▶ Task requirements
From the listing below, work out how many lines contain "module". Reply with that number only.
○ ○ ○ ○ ○ ○ ○
PR #2069, opened 2019-04-20
Use pure python implementation of MurmurHash

merlimat:
### Motivation

BK table python client is depending on `mmh3` library for MurmurHash. This library wraps a C based function but there are no binaries published on PyPI. Therefore users need to have a GCC installed in order to install the BK client lib, since it compiles it at install time. GCC is typically not available in Docker containers.

### Modifications

Include a pure python implementation of MurmurHash to use if the C based is not found. 

Notes:
 * I couldn't find any published pure-python MurmurHash implementations on PyPI
 * Importing public-domain code is permitted by ASF


vicaya:
Instead of creating a python impl that needs to be thoroughly tested and maintained (I don't see any unit tests in this patch). Why can't you guys fork mmh3 and create corresponding binary packages on pypi?

merlimat:
> Why can't you guys fork mmh3 and create corresponding binary packages on pypi?

I'd rather just not use MurmurHash than maintaining a fork

> There is no test case and this is dangerous.
 
We could import tests from that same repo

> If it is possible to use a third party maintaned lib it would be better

Of course but I couldn't find any library available on PyPI that was either: 
 * Pure python
 * Has the binaries available

ivankelly:
> Importing public-domain code is permitted by ASF

You should still add something in the NOTICE. https://apache.org/legal/resolved.html#handling-public-domain-licensed-works

grantwwu:
What about https://github.com/wc-duck/pymmh3 ?

merlimat:
@eolivelli @ivankelly The pymmh3 are now available on PyPI. Just referencing those instead of importing the source code.

grantwwu:
What's the performance impact of this?  Want to know if installing Cython mmh3 does anything significant.

vicaya:
@merlimat, where is your pymmh3 source repo? I just tried it. It works on python 2.7.x but fails on python 3.7.x:
```
Python 3.7.3 (default, Apr  8 2019, 12:02:14) 
[Clang 10.0.1 (clang-1001.0.46.3)] on darwin
Type "help", "copyright", "credits" or "license" for more information.
>>> import pymmh3
>>> pymmh3.hash64("foo")
Traceback (most recent call last):
  File "<stdin>", line 1, in <module>
AttributeError: module 'pymmh3' has no attribute 'hash64'
>>> 
```
This is due to a bug in `pymmh3/__init__.py`: `from pymmh3 import *` missing a dot.

A quick microbenchmark with `perf` shows that the pure python impl ranges from being 16x slower for a short message ("foo"), 44x slower for a medium message (42 chars), to 710x slower for a long message (1512 chars (The Gettysburg Address)) than mmh3:
```
$ python3 simple.py 
.....................
short mmh3: Mean +- std dev: 429 ns +- 26 ns
.....................
short pymmh3: Mean +- std dev: 6.85 us +- 0.08 us
.....................
medium mmh3: Mean +- std dev: 426 ns +- 8 ns
.....................
medium pymmh3: Mean +- std dev: 18.6 us +- 0.4 us
.....................
long mmh3: Mean +- std dev: 705 ns +- 14 ns
.....................
long pymmh3: Mean +- std dev: 501 us +- 21 us
```
Since the bk client only impacts pulsar functions, which is deployed inside official broker containers, which would always have mmh3 installed, there should be no perf impact in usual deployment. The slow down only happens when people what to custom build smaller broker container images.

aahmed-se:
@vicaya here is the source
https://github.com/aahmed-se/pymmh3

aahmed-se:
I have pushed a new version to fix the issue.

PR #2072, opened 2019-04-26
DLog Namespace#openLog should declare LogNotFoundException

ivankelly:
Other methods such as delete do, so openLog should declare it to be
consistent and to give users a hint that it can be caught.


ivankelly:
○ ○ ○ ○ ○ ○ ○
▶ Task solution
2